The copy of this question is posted [here]


I have tried to to determine values of real $x$ for which $\sum\limits_{n=0}^{\infty}x^{\tan(n!)-n!}$ converges but I can't , Presumably the set of values  $\{ n! \bmod 2\pi\mathbb Z\}$ is dense in $[0,2\pi]$  then $\tan(n!)$ will be large arbitrarily infinitely often, and the difference $\tan(n!)-n!$ would be probably small.
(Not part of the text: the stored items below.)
PR #960, opened 2018-07-16
MB-30342 - ref_count leak from FieldDict

sreekanth-cb:
Attempt to fix the ref_count leak by closing the
field dictionary for term_prefix and term_range
searches

### DIFF
--- a/search/searcher/search_term_prefix.go
+++ b/search/searcher/search_term_prefix.go
@@ -27,12 +27,20 @@ func NewTermPrefixSearcher(indexReader index.IndexReader, prefix string,
 	if err != nil {
 		return nil, err
 	}
+	defer func() {
+		if cerr := fieldDict.Close(); cerr != nil && err == nil {
+			err = cerr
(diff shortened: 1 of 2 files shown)


search/searcher/search_term_prefix.go
```diff
@@ -35,5 +35,10 @@ func NewTermPrefixSearcher(indexReader index.IndexReader, prefix string,
 		tfd, err = fieldDict.Next()
 	}
```
mschoch: there is another error unchecked here, using this pattern, we must check for non nil err upon exiting the loop, as we may have broken out of the for loop due to an error.

sreekanth-cb: Done!

steveyen:
> So, calling Close() per API contract is better, but oddly (as far as i can figure out right now) ought not to do anything.

Oh, nevermind!  This is a leak with upsidedown -- my confusion solved.

PR #965, opened 2018-07-28
MB-30694: reflect.Value.Type on zero Value panics

sreekanth-cb:
Adding checks to validate the geo point values
while parsing


sreekanth-cb:
thanks @mschoch , Yes, UT update is pending and hence didn't explicitly start review request by adding reviewers. :)

geo/parse.go
```diff
@@ -36,10 +36,14 @@ func ExtractGeoPoint(thing interface{}) (lon, lat float64, success bool) {
 	var foundLon, foundLat bool
 
 	thingVal := reflect.ValueOf(thing)
+	if !thingVal.IsValid() {
+		return lon, lat, false
```
abhinavdangeti: Just return would do here :)

PR #969, opened 2018-07-31
replacing maps with slice for faster lookups

sreekanth-cb:
This change shows a throughput improvement from 63 -> 88 (~25%)

http://perf.jenkins.couchbase.com/job/atlas-sdk/2799
Vs
http://perf.jenkins.couchbase.com/job/atlas-sdk/2813

### DIFF
--- a/search/facets_builder.go
+++ b/search/facets_builder.go
@@ -54,14 +54,14 @@ type FacetBuilder interface {
 
 type FacetsBuilder struct {
 	indexReader index.IndexReader
-	facets      map[string]FacetBuilder
+	facetNames  []string
+	facets      []FacetBuilder
 	fields      []string
 }
 
 func NewFacetsBuilder(indexReader index.IndexReader) *FacetsBuilder {
 	return &FacetsBuilder{
 		indexReader: indexReader,
-		facets:      make(map[string]FacetBuilder, 0),
 	}
 }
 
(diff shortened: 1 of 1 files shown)


search/facets_builder.go
```diff
@@ -54,23 +54,22 @@ type FacetBuilder interface {
...
 	}
 }
 
 func (fb *FacetsBuilder) Size() int {
 	sizeInBytes := reflectStaticSizeFacetsBuilder + size.SizeOfPtr
 
 	for k, v := range fb.facets {
-		sizeInBytes += size.SizeOfString + len(k) +
-			v.Size()
+		sizeInBytes += size.SizeOfString + v.Size() + len(fb.facetNames[k])
```
abhinavdangeti: Actually you dont need this extra SizeOfString anymore.

sreekanth-cb: My thinking was that, size.SizeOfString needs to be counted for the new facetNames[] string slice and just reused the same existing facets size count loop for doing the same. 
size.SizeOfString + len(fb.facetNames[k] => for the new facetNames slice 

But think I missed something here,
Now for accounting the fb.facets correctly,  need to add a 
size.SizeOfUint64 along with this, right?

abhinavdangeti: Ah you're right, my mistake.

PR #976, opened 2018-08-13
MB-29923 - high scorch mem usage with items to persist

sreekanth-cb:
This change includes,

-persister nap to favour in-memory merging
-skip in-memory merging on memory pressure
-skip persister nap on memory pressure
-checks during persister-merger wait to guard against an already advanced merger

toy build passes the tests here: http://qa.sc.couchbase.com/job/test_suite_executor/85255/console

### DIFF
--- a/index/scorch/scorch.go
+++ b/index/scorch/scorch.go
@@ -73,6 +73,10 @@ type Scorch struct {
 	onAsyncError func(err error)
 
 	iStats internalStats
+
+	pauseLock sync.RWMutex
+
+	pauseCount uint64
 }
 
 type internalStats struct {
@@ -117,9 +121,30 @@ func NewScorch(storeName string,
 	return rv, nil
 }
 
+func (s *Scorch) paused() uint64 {
+	s.pauseLock.Lock()
+	pc := s.pauseCount
+	s.pauseLock.Unlock()
+	return pc
+}
+
+func (s *Scorch) incrPause() {
+	s.pauseLock.Lock()
+	s.pauseCount++
+	s.pauseLock.Unlock()
+}
+
+func (s *Scorch) decrPause() {
+	s.pauseLock.Lock()
+	s.pauseCount--
+	s.pauseLock.Unlock()
+}
+
 func (s *Scorch) fireEvent(kind EventKind, dur time.Duration) {
 	if s.onEvent != nil {
+		s.incrPause()
 		s.onEvent(Event{Kind: kind, Scorch: s, Duration: dur})
+		s.decrPause()
 	}
 }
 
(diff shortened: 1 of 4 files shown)


sreekanth-cb:
@abhinavdangeti , Can you please cross whether the above jenkin job run the same job you tried earlier?

index/scorch/scorch.go
```diff
@@ -117,9 +121,30 @@ func NewScorch(storeName string,
...
+
+func (s *Scorch) incrWaterMark() {
+	s.memLock.Lock()
+	s.highWaterMark++
+	s.memLock.Unlock()
+}
+
+func (s *Scorch) decrWaterMark() {
+	s.memLock.Lock()
+	s.highWaterMark--
```
steveyen: quick thing, on naming, a "high water mark" i think usually means some level or number that doesn't go down

abhinavdangeti:
@sreekanth-cb ya it does seem to be the same test suite. I'm not sure I completely understand how the watermark() check before persistSnapshotMaybeMerge made the difference however; per your comment in persistSnapshot(..) - "perform in-memory merging only when there is no memory pressure" - note that fireEvent is not just invoked by the merger/persister upon completion but also invoked by ExecuteBatch to record memory consumption.

sreekanth-cb:
@abhinavdangeti, the idea is, in-memory merging isn't an advisable thing to perform when you are running out of memory. It would worsen the situation.  Similarly Persister nap during a memory hit situation is also a bad idea. We should avoid those two manoeuvres when we are hit by app_herder.
Yes, we mainly wanted to capture the Execute batch  memory consumption add up calls, as that acts as the knob for bumping the memory usage/water mark.

index/scorch/scorch.go
```diff
@@ -434,24 +459,31 @@ func (s *Scorch) currentSnapshot() *IndexSnapshot {
...
 		}
 	}
+	return numFilesOnDisk, numBytesUsedDisk
+}
+
+func (s *Scorch) StatsMap() map[string]interface{} {
+	m := s.stats.ToMap()
+
+	numFilesOnDisk, numBytesUsedDisk := s.diskFileStats()
+	if numFilesOnDisk > 0 || numBytesUsedDisk > 0 {
```
steveyen: just noticed the safety checks here?  Wondering why the > 0 checks are needed?

index/scorch/scorch.go
```diff
@@ -117,9 +121,30 @@ func NewScorch(storeName string,
...
+	s.memLock.Lock()
+	s.highWaterMark--
+	s.memLock.Unlock()
+}
+
 func (s *Scorch) fireEvent(kind EventKind, dur time.Duration) {
 	if s.onEvent != nil {
+		s.incrWaterMark()
 		s.onEvent(Event{Kind: kind, Scorch: s, Duration: dur})
+		s.decrWaterMark()
```
steveyen: naming wise, this doesn't look like a water mark?

perhaps other thoughts of that this looks like "inMiddleOfEventCallback"?

or, actually, the reason why this is here is the even handler (the app-herder) might end up pausing during the event callback (e.g., it's stepping on the breaks), so maybe the "water mark" counter is more like "pauseCount" or something like that?

index/scorch/scorch.go
sreekanth-cb: hm... don't remember why we need it..removing them..

PR #985, opened 2018-08-17
Use fmt.Sprintf to generate kv pairs in test

bt:
I'm in the middle of re-implementing the latest version of BadgerDB into Bleve and I came across an issue in the this specific test in which, by the time the batch is executed, the key/value buffers have already been garbage collected and therefore, is causing the test to fail.

The solution here is to make a new buffer with `make([]byte, 5)` on each for-loop, however, I figured it's cleaner to use `fmt.Sprintf` to convert a string into the corresponding byte array.


steveyen:
Hi @bt,
One worry about this is I think the interface contract for KVBatch.Set() method has the implied rule that the backend store implementation is supposed to make its own copy of the incoming key/val bytes.  For example, see: https://github.com/blevesearch/bleve/blob/master/index/store/kvstore.go#L147

PR #988, opened 2018-08-19
Dynamic document mapping should take precedence over index dynamic sp…

connorgorman:
…ecification

Explanation:
 - See discussion and issue here: https://groups.google.com/forum/#!topic/bleve/7z-Zod2ssyU
 - Currently, the check verifies that if ClosestDocumentMapping.Dynamic, then use stub for dynamic mapping field. However, we adhere to the index mappings dynamic specification. AFAIK, we should instead use the dynamic specification from the document mapping (which is always true in this case)


connorgorman:
@mschoch what do you think about this one?

connorgorman:
Hey folks, any thoughts on this PR? Seems like just a simple bug fix where the dynamic mapping will always be indexed. Please let me know if you have any other suggestions. Thanks!

PR #992, opened 2018-08-26
adding new batch merge api

sreekanth-cb:


index.go
```diff
@@ -119,6 +119,12 @@ func (b *Batch) Reset() {
 	b.internal.Reset()
 }
 
+func (b *Batch) Merge(o *Batch) {
+	b.internal.Merge(o.internal)
+	b.lastDocSize = o.LastDocSize()
+	b.totalSize += o.TotalDocsSize()
```
steveyen: From a quick first-gut reaction, not sure if it's right for total docs size to be simply summed this way.  For example, if the 2nd batch had updates or deletions of docs of the same key(s) as from the 1st batch, then the ultimate size might be different?

sreekanth-cb: you are right, thanks!

index.go
```diff
@@ -119,6 +119,12 @@ func (b *Batch) Reset() {
 	b.internal.Reset()
 }
 
+func (b *Batch) Merge(o *Batch) {
+	b.internal.Merge(o.internal)
+	b.lastDocSize = o.LastDocSize()
+	b.totalSize = uint64(b.internal.TotalDocSize())
```
steveyen: one edge case is if the incoming 'o' batch is empty?  In that case, taking o's lastDocSize and totalSize might be wrong?

sreekanth-cb: lastDocSize might be wrong, but totalSize is computed from updated b. So may not change.

steveyen: > but totalSize is computed from updated b.

ah, didn't catch that -- thx!

PR #999, opened 2018-09-06
Fix checks for empty PostingsList and PostingsIterator

abhinavdangeti:


steveyen:
Hi @abhinavdangeti -- wondering if there's some functional or correctness issue here?  That is, the emptyPostingsList, I think, was meant to be a singleton instance?

steveyen:
Oh, on reading your PR a little closer, I see emptyPostingsList is still a singleton, but there are changes w.r.t. comparisons.  But, still wondering if something functional was wrong or incorrect in the existing approach?

abhinavdangeti:
@steveyen On initial look, comparing pointers to check for empty structs seemed incorrect to me. But you're right - these are singleton instances, we don't need to worry about this then.

PR #1015, opened 2018-10-01
add IndexAdvanced to the index interface

tzneal:
It seemed odd that this was on the Batch and the indexImpl, but not part of the Index interface itself.

### DIFF
--- a/index.go
+++ b/index.go
@@ -199,6 +199,10 @@ type Index interface {
 	// requests. See Index interface documentation for details about mapping
 	// rules.
 	Index(id string, data interface{}) error
+	// IndexAdvanced takes a document.Document object skips the mapping and
+	// indexes it without further analysis.
+	IndexAdvanced(doc *document.Document) error
+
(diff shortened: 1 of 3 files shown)


tzneal:
Ping @sreekanth-cb

abhinavdangeti:
I am OK with this change, but curious if you actually need this API to be part of the interface?

tzneal:
@abhinavdangeti I got around it by using NewBatch(), which does provide IndexAdvanced.  My use cases was indexing new documents as user's submitted them, where I needed a lot of control over the indexing.  I thought it might be helpful to someone else.

abhinavdangeti:
@tzneal I see. So we here at couchbase have another project that deploys this interface. As this isn't super pressing at the moment, I shall merge this when I get around to making the necessary changes in the other project as well.

tzneal:
@abhinavdangeti No problem, thanks for considering it!

PR #1017, opened 2018-10-10
add support for query string searches for boolean fields

### LINKED ISSUE #626: Query String Query for BoolFieldQuery
Hello,
I am wondering what's the proper syntax for bool field query, like this one:
```
	q := query.NewBoolFieldQuery(true)
	q.SetField("Married")
```
I was trying "Married:true", 'Married:"t"' but these queries do not return the expected result.
So, what's the right way to do that?

tzneal:
The format is "field_name:true" or "field_name:false", where case must match.  In the absence of a field name (e.g. just "true" or "false") it reverts back to a standard string match.

Fixes #626

### DIFF
--- a/search/query/query_string.y
+++ b/search/query/query_string.y
@@ -19,10 +19,11 @@ s string
 n int
 f float64
 q Query
+b bool
 pf *float64}
 
 %token tSTRING tPHRASE tPLUS tMINUS tCOLON tBOOST tNUMBER tSTRING tGREATER tLESS
-tEQUAL tTILDE
+tEQUAL tTILDE tBOOLEAN
 
 %type <s>                tSTRING
 %type <s>                tPHRASE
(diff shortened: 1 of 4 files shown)


tzneal:
Ping @sreekanth-cb

activeshadow:
Any idea when this pull request might be reviewed/merged/released?

mschoch:
So my concern with this PR is that it goes really deep into the query string, add tokens to the lexing phase all just to support a simple boolean search.  And yet, we don't index these terms in any special way, we just use 'T' and 'F', so it shouldn't be so complicated.

In the linked bug I had proposed trying to query with a particular syntax, and it was reported that that syntax didn't work.  But, I'd like to first really understand why that syntax doesn't work.  I speculated it might have to do with the text being analyzed, but we should be choosing the analyzer based on the field, so that explanation is at best incomplete.

PR #1405, opened 2020-05-25
optimize FacetsBuilder

tylerkovacs:
Replace O(n) implementation in FacetsBuilder.UpdateVisitor

The existing implementation iterated over every facet in the search request and called `UpdateVisitor` along with the field name.

The new implementation maintains a map of FacetBuilders referencing each field and only calls `UpdateVisitor` on the relevant FacetBuilders.

### DIFF
--- a/search/facet/facet_builder_datetime.go
+++ b/search/facet/facet_builder_datetime.go
@@ -87,23 +87,21 @@ func (fb *DateTimeFacetBuilder) Field() string {
 	return fb.field
 }
 
-func (fb *DateTimeFacetBuilder) UpdateVisitor(field string, term []byte) {
-	if field == fb.field {
-		fb.sawValue = true
-		// only consider the values which are shifted 0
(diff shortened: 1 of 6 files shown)


tylerkovacs:
For me, a typical search request generates 30 facets on an index of size 500,000. With the existing implementation, total seach time for a simple `MatchAll` query that generated all facets took 9 seconds. With this change, the same query takes 6 seconds.

tylerkovacs:
Any thoughs on this PR? I don't mind maintaining it on my own branch but it results in such a big improvement that it would be nice to get it on master so that everyone can benefit.

abhinavdangeti (approved):
Thanks for this contribution @tylerkovacs .
Looks good to me. 

As this is a public API altering change, targeting this for the next major release v2.3.

sreekanth-cb (approved):

PR #1407, opened 2020-05-26
allow segment type/version override to work

### LINKED ISSUE #1406: Builder always uses zap v11
No matter what configuration you pass in, zap v11 is used due to a bug:

https://github.com/blevesearch/bleve/blob/master/index/scorch/builder.go#L109-L111

mschoch:
logic was reversed, preventing correct configuration
from actually switching the segment plugin used

fixes #1406

### DIFF
--- a/index/scorch/builder.go
+++ b/index/scorch/builder.go
@@ -106,7 +106,7 @@ func (o *Builder) parseConfig(config map[string]interface{}) (err error) {
 	if forcedSegmentType != "" && forcedSegmentVersion != 0 {
 		segPlugin, err := chooseSegmentPlugin(forcedSegmentType,
 			uint32(forcedSegmentVersion))
-		if err != nil {
+		if err == nil {
 			o.segPlugin = segPlugin
 		}
 	}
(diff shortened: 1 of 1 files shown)


index/scorch/builder.go
```diff
@@ -106,7 +106,7 @@ func (o *Builder) parseConfig(config map[string]interface{}) (err error) {
 	if forcedSegmentType != "" && forcedSegmentVersion != 0 {
 		segPlugin, err := chooseSegmentPlugin(forcedSegmentType,
 			uint32(forcedSegmentVersion))
-		if err != nil {
+		if err == nil {
```
sreekanth-cb, line 109: good catch!
Errs is returned on line no:104 and above, but here at line no:109 error is ignored?

mschoch:
@sreekanth-cb untested, but I changed it around again, do you prefer this?  It's the same challenge as that other PR, the config is optional, and involves multiple settings, so error reporting is complicated by differentiating invalid configs from omitted ones.

PR #1410, opened 2020-06-01
MatchOperator should be that type instead of int

ethervoid:
Right now `MatchOperator` constants are ints and when you're trying to
assign them to a variable you get an int. If you try to use those
variables as an operator you get the following error:

```
cannot use operator (type int) as type MatchQueryOperator in argument to q.SetOperator
```

So, to fix this problem we just need to create `MatchOperator` constants

### DIFF
--- a/search/query/match.go
+++ b/search/query/match.go
@@ -37,9 +37,9 @@ type MatchQueryOperator int
 
 const (
 	// Document must satisfy AT LEAST ONE of term searches.
-	MatchQueryOperatorOr = 0
+	MatchQueryOperatorOr = MatchQueryOperator(0)
 	// Document must satisfy ALL of term searches.
-	MatchQueryOperatorAnd = 1
+	MatchQueryOperatorAnd = MatchQueryOperator(1)
 )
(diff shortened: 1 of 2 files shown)


mschoch:
I'm fine with the change, but technically it does break the API since it changes the type of an exported identifier.  It is inside a sub-package, so probably not as big a deal, but still seems like something that should be a 2.0 change, since it can be worked around anyway.

ethervoid:
Read about release of version 2, would be these changes included?

mschoch:
I would be OK adding this to v2.  It's relatively small, but since its a breaking change, this is a good opportunity.  Thoughts @abhinavdangeti @sreekanth-cb?

abhinavdangeti:
Ya good time to merge I think.

mschoch:
This has been merged to the 2.x branch, and I've updated the documentation to mention it.  Thanks for the contribution and the reminder ping @ethervoid

ethervoid:
@mschoch  thank you for taking care :)

PR #1414, opened 2020-06-14
Shutdown analysis queue

vdimir:
Hi!

In package `bleve` function `init` runs several goroutines for procession analysis queue.
In some cases we need to shutdown this goroutines. For example, it triggers goleak tool.

```
package main

import (
	"testing"
	"go.uber.org/goleak"
)

func main() {
	var idx bleve.Index
	_ = idx
}

func TestMain(m *testing.M) {
	goleak.VerifyTestMain(m)
}
```

Causes:
```
goleak: Errors on successful test run: found unexpected goroutines:
...
```

Also, when `SetAnalysisQueueSize` is called analysis queue size not set to specified size, but increased on this number because exited workers isn't closed.

This PR adds `Shutdown` function that closes analysis queue from user's code and closes queue when new size is set.

### DIFF
--- a/config.go
+++ b/config.go
@@ -43,7 +43,14 @@ type configuration struct {
 }
 
 func (c *configuration) SetAnalysisQueueSize(n int) {
+	if c.analysisQueue != nil {
+		c.analysisQueue.Close()
+	}
 	c.analysisQueue = index.NewAnalysisQueue(n)
+}
+
+func (c *configuration) Shutdown() {
+	c.SetAnalysisQueueSize(0)
 }
 
 func newConfiguration() *configuration {


vdimir:
Also there are other question. Should we always run analysis queue by default? Maybe it is better not run in it `init`, but allow user to start process? But this PR provide conservative solution that leaves all functionality as is.

paskal (approved):

mschoch:
I think there is already consensus that the design is not a good one.  But fixing it properly will be a breaking change, so that will have to wait for 2.0.

I would be OK with this as an interim solution, thoughts @abhinavdangeti @sreekanth-cb ?

vdimir:
Any updates on this?

abhinavdangeti (approved):
Ok with this. This can be merged after one other approval from the team.

mschoch (approved):

PR #1416, opened 2020-06-15
fix stats handling of term field reader advancing backwards

### LINKED ISSUE #1415: term field reader stats out of sync when advancing backwards
The scorch implementation of `TermFieldReader` `Advance()` has special handling for the case when it is advancing backwards.  Essentially it cheats, and just creates a new `TermFieldReader`, and advances that forward.  This works, but the stats tracking is not handled correctly, and this leads to the `TotTermSearchersStarted` and `TotTermSearchersFinished` stats to get out of sync.

mschoch:
The current implementation creates a new term field reader,
which replaces the original one, this causes the stats
tracking start/finished to get out of sync.

This fixes the issue by recording the original term field
reader as finished when replacing with the new one.

fixes #1415


index/scorch/snapshot_index_tfr.go
```diff
@@ -133,6 +133,9 @@ func (i *IndexSnapshotTermFieldReader) Advance(ID index.IndexInternalID, preAllo
 		if err != nil {
 			return nil, err
 		}
+		// a new term searcher is started as a result of this, so consider the first closed
```
sreekanth-cb, line 136: one doubt,  now it looks like we are re allocating another tfr at line no: 131. 
Is there a way we could reuse/reassign the existing tfr here? 

What will happen if we call Close before seeking backwards? if thats possible then the stats will correct itself?

mschoch: Of course there is no need to allocate a new tfr.  @steveyen's comment is admitting he took a shortcut.  Properly resetting all the state so that it would work correctly was going to be hard, and Advance going backwards was a corner case (required for correctness, but not deemed that important) he chose to take this shortcut instead.

We could call close at 130.5, but then if any problem happens and we return an error, we already closed the TFR, which seems weird.  The way I coded this, I only adjust the stat after we're sure the new TFR was created and we're guaranteed to do the replacement.  It's all a bit hacky because of the shortcut, but I think this way is slightly better.

sreekanth-cb: Couldn't we call i.Close after a successful creation of i2?

mschoch: Yeah, I think that makes sense.  It's kind of late for me.  Let me look at it again in the morning, but I think so.

mschoch: I've updated it to call Close() but have to swallow the returned error.  I like calling close because it feels a bit cleaner and future-proof.  But, only reasonable thing to do is to swallow the error, and that makes it a lot less future-proof.  Anyway, this seems better than before?

PR #1419, opened 2020-06-19
Switching to atomic ops instead of locks for events

sreekanth-cb:


index/scorch/scorch.go
```diff
@@ -157,29 +153,15 @@ func configForceSegmentTypeVersion(config map[string]interface{}) (string, uint3
...
-	s.pauseCount++
-	s.pauseLock.Unlock()
-}
-
-func (s *Scorch) decrPause() {
-	s.pauseLock.Lock()
-	s.pauseCount--
-	s.pauseLock.Unlock()
+	return atomic.LoadUint64(&s.stats.TotEventTriggerStarted) -
+		atomic.LoadUint64(&s.stats.TotEventTriggerCompleted)
```
mschoch, line 157: So, there is a trick to doing this right.  Remember that the two operations are independently atomic, but any amount of time could pass between them.  Consider the case where we first get the events started, and it is 27, then 5 minutes passes by, and we get the number of events completed.  But in those 5 minutes many more events have started and completed, so we get 35.  Now when you do the subtraction, you overflow the uint64 and return an unexpected value.

The trick is to always load the second operand of your subtraction first.  That way, even if some arbitrary amount of time passes between these two atomic ops, you don't overflow.

```
eventsCompleted := atomic.LoadUint64(&s.stats.TotEventTriggerCompleted)
eventsStarted := atomic.LoadUint64(&s.stats.TotEventTriggerStarted)
return eventsStarted - eventsCompleted
```

index/scorch/scorch.go
```diff
@@ -157,29 +153,15 @@ func configForceSegmentTypeVersion(config map[string]interface{}) (string, uint3
 }
 
 func (s *Scorch) paused() uint64 {
```
mschoch, line 155: I prefer a name like `NumEventsBlocking()` as `paused` implies a particular use case that only really applies to one kind of event.

index/scorch/scorch.go
sreekanth-cb: i had that sense of wrong doing here.. But this soln is pretty cool.. 👍

index/scorch/scorch.go
sreekanth-cb: done!

PR #1421, opened 2020-06-22
[BP] MB-40007 -Obsolete segment file leaks during merge introductions

sreekanth-cb:
During merge segment introduction, if the segment contents
becomes totally obsolete, then the introducer skips
its introduction to the root. But it wasn't handling the clean
up ceremonies for the segment like Closing and cleaning
the entries from the ineligibleToRemove file list.

### DIFF
--- a/index/scorch/merge_test.go
+++ b/index/scorch/merge_test.go
@@ -1,0 +1,154 @@
+//  Copyright (c) 2020 Couchbase, Inc.
+//
+// Licensed under the Apache License, Version 2.0 (the "License");
+// you may not use this file except in compliance with the License.
+// You may obtain a copy of the License at
+//
+// 		http://www.apache.org/licenses/LICENSE-2.0
+//
+// Unless required by applicable law or agreed to in writing, software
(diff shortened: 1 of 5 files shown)


mschoch:
Do you also plan to backport the event lock->atomic change as well?  Wouldn't want to get a perf surprise in the backport.

mschoch:
On it's own probably doesn't make a difference no.  I was just thinking that the more events we add over time, the more it will add up.  I don't know how long this release will be maintained though.

index/scorch/merge_test.go
```diff
@@ -0,0 +1,292 @@
...
+	if err != nil {
+		t.Fatal(err)
+	}
+	err = DestroyTest(testConfig)
+	if err != nil {
+		t.Fatal(err)
+	}
+	log.Printf("path cleaned")
+	var in chan struct{}
+	_ = <-in
```
abhinavdangeti, line 291: What's this channel for? And the log statement above?

sreekanth-cb: oops.. something local changes snuck in..cleaned it.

However I don't know anything about limit of the fraction $\frac{\tan(n!)}{n!}$ for large $n$, And I have used Stiriling formula but it weren't helpful, This really forbide me to determine how $x$ values should be to get the titled series converge, then my question is :
 
>**Question:**
For which values of real number  $x$ we have $\sum\limits_{n=0}^{\infty}x^{\tan(n!)-n!}$ converges ? We may avoid trivial case $x=0$

**Note**:I have used this trick for approximation : $n! = e(-1)^{n+1}/(n+1) + O(1/n^2) (\mod \mathbb Z)$ implies that $\tan(n!)-n!=e((-1)^{n+1}/(n+1) + O(1/n^2) -1)(\mod \mathbb Z)$ but this what could saying to  me ? Probably conditional convergence could be happen here .

**Addedendum**

I'm interested to evaluate the above series because this need to prove $\{ n! \bmod 2\pi\mathbb Z\}$ is dense in $[0,2\pi]$  which is related to irrationality measure and Bounds approximation  of $\pi$ which it is interesting in number theory and in the same time looking to the behavior of $\tan(n!)-n!$ for large $n$ which it help to get bounds for some arithmitic functions , Also to loook to the relationship of convergence of series to  lacunar Fourier series which we have a lot of results on convergence for them

using mathematica code  for n=400,  $\tan(n!)-n!$ I have got the below plot and this is the code [![enter image description here][1]][1] 


    Block[{$MaxExtraPrecision = 800},
      lst = Table[Tan[n!] - n!, {n, 0, 400}];
      ListPlot[N[Accumulate[lst], 200], PlotRange -> All]
      ]

[here]:
https://math.stackexchange.com/q/3700402/156150


  [1]: https://i.sstatic.net/SZIPZ.jpg